Sur les conclusions aux fins d’injonction et d’astreinte :
6. L’exécution du présent jugement implique seulement mais nécessairement, eu égard aux motifs sur lesquels il se fonde, qu’il soit enjoint la préfète du Rhône de réexaminer la demande de regroupement familial présentée par M. A D au bénéfice de son épouse, dans un délai qu’il y a lieu de fixer à deux mois à compter de sa notification.
Sur les conclusions indemnitaires :
7. Toute illégalité est constitutive d’une faute susceptible d’engager la responsabilité de l’administration pour autant qu’il en soit résulté un préjudice direct et certain.
8. Toutefois, si la décision attaquée est ainsi entachée d’une illégalité constitutive d’une faute, les intéressés n’apportent aucun élément concret de nature à démontrer l’état anxiodépressif de Mme A D, leurs troubles dans leurs conditions d’existence et leur préjudice moral qui auraient été causés par l’illégalité dont est entachée la décision rejetant la demande de regroupement familial de M. A D, alors au demeurant que son épouse a résidé en France sous couvert d’un titre de séjour mention « recherche d’emploi / création d’entreprise » jusqu’au 30 janvier 2025 puis d’une carte de séjour pluriannuelle mention « vie privée et familiale » à compter du 17 février 2025.
9. Par suite, les conclusions indemnitaires présentées par M. et Mme A D doivent être rejetées.
Sur les frais liés au litige :
10. Il y a lieu, dans les circonstances de l’espèce, de mettre à la charge de l’Etat une somme de 1 200 euros à verser à M. et Mme A D au titre des frais exposés par eux et non compris dans les dépens.
D E C I D E :
Article 1er : La décision du 12 février 2025 par laquelle la préfète du Rhône a rejeté la demande de regroupement familial de M. A D au bénéfice de son épouse est annulée.

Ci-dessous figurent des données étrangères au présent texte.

PR #4116, opened 2025-01-17
Configuration for SonarCloud rules

wottop:
## Description

This is the link to the Sonar rules used in the CI

## Testing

Article 2 : Il est enjoint à la préfète du Rhône de réexaminer la demande de M. A D dans le délai de deux mois à compter de la notification du présent jugement.
Article 3 : L’État versera une somme de 1 200 euros à M. et Mme A D au titre de l’article L. 761-1 du code de justice administrative.
Article 4 : Le surplus des conclusions de la requête est rejeté.
Article 5 : Le présent jugement sera notifié à M. E A D et Mme B C épouse D et à la préfète du Rhône.
Délibéré après l’audience du 11 septembre 2025, à laquelle siégeaient :
M. Thierry Besse, président-rapporteur,
Mme Flore-Marie Jeannot, première conseillère,
Mme Marie Chapard, conseillère.
Rendu public par mise à disposition au greffe le 25 septembre 2025.
Le président, rapporteur,
T. Besse L’assesseure la plus ancienne
dans l’ordre du tableau,
F.-M. Jeannot
La greffière,
G. Reynaud
La République mande et ordonne à la préfète du Rhône en ce qui la concerne, ou à tous commissaires de justice à ce requis en ce qui concerne les voies de droit commun contre les parties privées, de pourvoir à l’exécution de la présente décision.